[[ Dataset content open ]]

PR #366, opened 2020-06-09
Rewards module improvements

### LINKED ISSUE #235: Rewards: small improvements
See changes proposed in https://www.notion.so/aragonone/Improvements-to-rewards-module-2628acaeeaa344ed8ec3d7281b521e8e.

### LINKED ISSUE #356: Rewards module: Break down rewards by disputes and appeals even after rewards settled
Currently, we can break down rewards by dispute fees, appeal fees, etc, for rounds whose penalties have not been settled yet. After they are settled, the rewards are already transferred to the treasury.

It would be great to be able to have the break down even after the settlement. 
Technically ,this requires adding a settlement timestamp to the the graph schema for the round entity and fetch all rounds whose settlement timestamp is after the user's last withdraw from the treasury.

fabriziovigevani:
closes #356 closes #235 

This PR requires https://github.com/aragon/court-subgraph/pull/62 and  https://github.com/aragon/court-subgraph/pull/65 to be deployed first.

In this PR we include already settled rewards to be taken into account for the Rewards module, with the condition that the time at which they were settled is after the time at which jurors did their last withdrawal from the treasury.

With this new implementation jurors can know exactly where do their rewards come from even after they were settled. 

Regarding [the notion item](https://www.notion.so/9e7e5cd565b44800a79b5640a5f094a8?v=d3b5e76c06634dafa4b7083edbaca881&p=2628acaeeaa344ed8ec3d7281b521e8e), we removed the Total divider, but included a new line separator as i felt the need to have some separation between the total and the partial reward amounts. 

**Preview**

Screen Shot 2020-06-08 at 9 04 29 PM

### DIFF
--- a/src/components/Dashboard/RewardsModule.js
+++ b/src/components/Dashboard/RewardsModule.js
@@ -18,23 +18,29 @@ import { useCourtConfig } from '../../providers/CourtConfig'
 import useJurorSubscriptionFees from '../../hooks/useJurorSubscriptionFees'
 
 import { addressesEqual } from '../../lib/web3-utils'
+import {
+  getTotalFees,
+  getTotalSettledFees,
+  filterSettledRounds,
+} from '../../utils/rewards-utils'
 import { bigNum, formatTokenAmount } from '../../lib/math-utils'
 
 const useTotalFeeRewards = (arbitrableFees, appealFees, subscriptionFees) => {
   return useMemo(() => {
-    const totalArbitrableFees = Array.isArray(arbitrableFees)
-      ? arbitrableFees.reduce((acc, fee) => acc.add(fee.amount), bigNum(0))
-      : bigNum(0)
+    const [totalArbitrableFees, totalAppealFees, totalSubscriptionFees] = [
+      arbitrableFees,
+      appealFees,
+      subscriptionFees,
+    ].map(fees => getTotalFees(fees))
 
-    const totalAppealFees = Array.isArray(appealFees)
-      ? appealFees.reduce((acc, fee) => acc.add(fee.amount), bigNum(0))
-      : bigNum(0)
+    const totalSettledFees = getTotalSettledFees(arbitrableFees, appealFees)
 
-    const totalSubscriptionFees = Array.isArray(subscriptionFees)
-      ? subscriptionFees.reduce((acc, fee) => acc.add(fee.amount), bigNum(0))
-      : bigNum(0)
-
-    return { totalArbitrableFees, totalAppealFees, totalSubscriptionFees }
+    return {
+      totalAppealFees,
+      totalArbitrableFees,
+      totalSettledFees,
+      totalSubscriptionFees,
+    }
   }, [appealFees, arbitrableFees, subscriptionFees])
 }
 
@@ -57,8 +63,9 @@ const RewardsModule = React.memo(function RewardsModule({
   const { anjRewards, feeRewards } = rewards || {}
 
   const {
-    totalArbitrableFees,
     totalAppealFees,
+    totalArbitrableFees,
+    totalSettledFees,
     totalSubscriptionFees,
   } = useTotalFeeRewards(
     feeRewards?.arbitrableFees,
@@ -78,7 +85,10 @@ const RewardsModule = React.memo(function RewardsModule({
   const totalDisputesFees = totalArbitrableFees.add(totalAppealFees)
 
   // All dispute fees are sent to the treasury after being settled
-  const totalTreasuryFees = totalDisputesFees.add(treasuryBalance)
+  // Note that the total dispute fees could include already settled fees so we must discount them from the total treasury fees
+  const totalTreasuryFees = totalDisputesFees
+    .sub(totalSettledFees)
+    .add(treasuryBalance)
   const totalFeeRewards = totalTreasuryFees.add(totalSubscriptionFees)
 
   // Form submission
@@ -88,10 +98,15 @@ const RewardsModule = React.memo(function RewardsModule({
 
       if (!rewards) return
 
+      const nonSettledArbitrables = filterSettledRounds(
+        feeRewards.arbitrableFees
+      )
+      const nonSettledAppeals = filterSettledRounds(feeRewards.appealFees)
+
       onClaimRewards(
         wallet.account,
-        feeRewards.arbitrableFees,
-        feeRewards.appealFees,
+        nonSettledArbitrables,
+        nonSettledAppeals,
         totalTreasuryFees,
         subscriptionFees,
         feeToken.id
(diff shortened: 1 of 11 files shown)


src/components/Dashboard/RewardsModule.js
```diff
@@ -78,7 +85,10 @@ const RewardsModule = React.memo(function RewardsModule({
   const totalDisputesFees = totalArbitrableFees.add(totalAppealFees)
 
   // All dispute fees are sent to the treasury after being settled
-  const totalTreasuryFees = totalDisputesFees.add(treasuryBalance)
+  // Note that the total dispute fees could include already settled fees so we must discount them from the total treasury fees
+  const totalTreasuryFees = totalDisputesFees
+    .sub(totalSettledFees)
+    .add(treasuryBalance)
```
sohkai, line 91: Quick question on the treasury: it looks like its an array, so it must hold a number of tokens? Is this due to the fee token potentially changing, or is it because there could be multiple different tokens held by the treasury (e.g. ANJ and DAI)?

src/components/Dashboard/RewardsModule.js
```diff
@@ -88,10 +98,15 @@ const RewardsModule = React.memo(function RewardsModule({
...
+        feeRewards.arbitrableFees
+      )
+      const nonSettledAppeals = filterSettledRounds(feeRewards.appealFees)
+
       onClaimRewards(
         wallet.account,
-        feeRewards.arbitrableFees,
-        feeRewards.appealFees,
+        nonSettledArbitrables,
+        nonSettledAppeals,
```
sohkai, line 109: Just a bit worried from the comment before in the utils; it looks like the data types for these variables may have changed?

src/queries/juror.js
```diff
@@ -9,6 +9,21 @@ export const JurorFeesClaimed = gql`
   }
 `
 
+// Last juror fee withdrawal movement
+export const JurorLastFeeWithdrawal = gql`
```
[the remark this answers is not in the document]
fabriziovigevani: Yes exactly.

src/utils/rewards-utils.js
```diff
@@ -0,0 +1,22 @@
...
+    .map(fees => getTotalFees(fees, 'settledAmount'))
+    .reduce((acc, amount) => acc.add(amount), bigNum(0))
+}
+
+export function filterSettledRounds(fees) {
+  return fees.map(({ rounds, ...fee }) => ({
+    ...fee,
+    rounds: rounds
+      .filter(({ settled }) => !settled)
+      .map(({ roundId }) => roundId),
```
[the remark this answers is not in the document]
fabriziovigevani: True, will change.

src/hooks/subscription-hooks.js
```diff
@@ -361,3 +361,26 @@ export function useTotalRewardsSubscription() {
...
+/**
+ * Queries for the last withdrawal fee movement time made by the given juror
+ * @param {String} jurorId Address of the juror
+ * @returns {Object} Juror's last withdrawal fee movement
+ */
+export function useJurorLastWithdrawalTimeSubscription(jurorId) {
+  const [{ data }] = useSubscription({
+    query: JurorLastFeeWithdrawal,
+    variables: { owner: jurorId?.toLowerCase() },
+    pause: !jurorId,
```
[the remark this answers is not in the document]
fabriziovigevani: If you switch accounts it would resubscribe again as usual.

> I was imagining you would just not subscribe if the jurorId wasn't given.

Yeah that's the intention of the `pause` attribute!

src/hooks/subscription-hooks.js
```diff
@@ -361,3 +361,26 @@ export function useTotalRewardsSubscription() {
 
   return { data: rewards, error }
 }
+
+/**
+ * Queries for the last withdrawal fee movement time made by the given juror
+ * @param {String} jurorId Address of the juror
+ * @returns {Object} Juror's last withdrawal fee movement
```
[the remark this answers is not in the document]
fabriziovigevani: Ah good catch! Initially i was returning the whole movement object and after deciding to just return the timestamp, forgot to update it.

src/hooks/useJurorRewards.js
```diff
@@ -9,28 +9,36 @@ import {
...
+  const lastWithdrawalTime = useJurorLastWithdrawalTimeSubscription(
+    wallet.account
+  )
 
   // For arbitrable and appeal fees we will use a map where map = [disputeId, { amount, rounds }]
   // Where rounds::Set
-  // This is useful since it can happen that a juror has rewards from many rounds on the same dispute
-  // We also need the data set this way so it's easier to claim rewards later
+  // This is useful as jurors could have rewards from many rounds for the same dispute
+  // This data set also helps to claim rewards transparently.
```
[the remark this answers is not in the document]
fabriziovigevani: Ah i think i will remove it or rephrase it since now we do have to do a small conversion on rounds before passing them to `useCourtContracts`

src/components/Dashboard/RewardsModule.js
fabriziovigevani: Yes, it's the former. For example if a juror has some rewards in DAI that has not withdrawn form the treasury and the `feeToken` changes. We have a `TODO` there for handling potentially multiple tokens but probably we will need designs? Or we could just do a divider for every token.

src/components/Dashboard/RewardsModule.js
fabriziovigevani: Ah no actually the conversion is needed since we changed the data structure for the rounds in `useJurorRewards`.

Before rounds were just an array of `roundId` and now they are an object of `{roundId, settled}` so we needed to convert it back to just an array of `roundId`s. 

Or maybe we could just change how they are handled in `useCourtContracts` so we don't need to do this re conversion ?

fabriziovigevani:
Thanks for the comments!

>  The amounts total to 516 DAI, not 520 DAI.

Ah this is because i did a lot of draftings from this account and got the drafting fees sent directly to the treasury. Sorry for the confusion

src/components/Dashboard/RewardsModule.js
sohkai: Gotcha, let's keep it as a todo (perhaps we can improve the TODO A bit :smile:)

fabriziovigevani: Will do 😄

src/hooks/subscription-hooks.js
```diff
@@ -361,3 +361,26 @@ export function useTotalRewardsSubscription() {
...
+
+  if (!data) {
+    return null
+  }
+
+  if (data.feeMovements.length === 0) {
+    return -1
+  }
+
+  return data.feeMovements[0].createdAt * 1000
```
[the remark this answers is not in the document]
fabriziovigevani: Yeah true, probably makes sense to handle it at the subgraph level yeah, cc @facuspagnuolo 

For now i'll create a utility function to use on every place required to transition to ms.

src/components/Dashboard/RewardsModule.js
fabriziovigevani: Ended up removing the already settled roundIds from the fees data structure as we don't really need them. That way we don't need to do the re conversion either.

src/hooks/subscription-hooks.js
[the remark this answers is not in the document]
sohkai: Made an issue for this: https://github.com/aragon/court-subgraph/issues/66

src/components/Dashboard/RewardsModule.js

[[ Dataset content closed ]]

◆ What you have to do: An exact repetition of the material above is required, from its first line through the line holding "### LINKED ISSUE #356: Rewards", with nothing added.

◆ Answer to this problem:
PR #366, opened 2020-06-09
Rewards module improvements

### LINKED ISSUE #235: Rewards: small improvements
See changes proposed in https://www.notion.so/aragonone/Improvements-to-rewards-module-2628acaeeaa344ed8ec3d7281b521e8e.

### LINKED ISSUE #356: Rewards module: Break down rewards by disputes and appeals even after rewards settled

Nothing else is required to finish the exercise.